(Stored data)

PR #480, opened 2018-03-07
Dask distributed doesn't work with tornado 5.0.

manthey:
Pin the tornado version for now.


manthey:
See https://github.com/dask/distributed/issues/1725.

PR #483, opened 2018-03-12
Add a checkbox to toggle annotation interactivity

### LINKED ISSUE #459: Add checkbox to toggle interactive mode
Since the new changes were pulled, specifically the highlighting of individual annotations when mouse is hovered over boundary and vice versa, panning a heavily-annotated slide became slower. This is especially evident with extensive annotations, where any slight mouse movement inevitably crosses some boundary, even if the original intention is just to pan the slide. I suggest adding a checkbox for interactive_mode, where default is True and can be turned off by user.

jbeezley:
This add a new checkbox similar to the "enable labels" control to turn on or off the annotation highlighting behavior on mouse pointer hover.  There is also a small fix to the opacity slider, which I found would sometimes wrap below the show/hide buttons.

Fixes #459

### DIFF
--- a/web_client/stylesheets/panels/annotationSelector.styl
+++ b/web_client/stylesheets/panels/annotationSelector.styl
@@ -9,7 +9,7 @@
     background none
 
   input
-    width 210px
+    width 195px
     float right
     margin-left 10px
     margin-top 2px
--- a/web_client/stylesheets/panels/annotationSelector.styl
+++ b/web_client/stylesheets/panels/annotationSelector.styl
@@ -40,8 +40,18 @@
 .h-annotation.h-highlight-annotation
   background-color #ccc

Problem to work on – Reproduce the records exactly, keeping every line.

Answer box –
PR #480, opened 2018-03-07
Dask distributed doesn't work with tornado 5.0.

manthey:
Pin the tornado version for now.


manthey:
See https://github.com/dask/distributed/issues/1725.

PR #483, opened 2018-03-12
Add a checkbox to toggle annotation interactivity

### LINKED ISSUE #459: Add checkbox to toggle interactive mode
Since the new changes were pulled, specifically the highlighting of individual annotations when mouse is hovered over boundary and vice versa, panning a heavily-annotated slide became slower. This is especially evident with extensive annotations, where any slight mouse movement inevitably crosses some boundary, even if the original intention is just to pan the slide. I suggest adding a checkbox for interactive_mode, where default is True and can be turned off by user.

jbeezley:
This add a new checkbox similar to the "enable labels" control to turn on or off the annotation highlighting behavior on mouse pointer hover.  There is also a small fix to the opacity slider, which I found would sometimes wrap below the show/hide buttons.

Fixes #459

### DIFF
--- a/web_client/stylesheets/panels/annotationSelector.styl
+++ b/web_client/stylesheets/panels/annotationSelector.styl
@@ -9,7 +9,7 @@
     background none
 
   input
-    width 210px
+    width 195px
     float right
     margin-left 10px
     margin-top 2px
--- a/web_client/stylesheets/panels/annotationSelector.styl
+++ b/web_client/stylesheets/panels/annotationSelector.styl
@@ -40,8 +40,18 @@
 .h-annotation.h-highlight-annotation
   background-color #ccc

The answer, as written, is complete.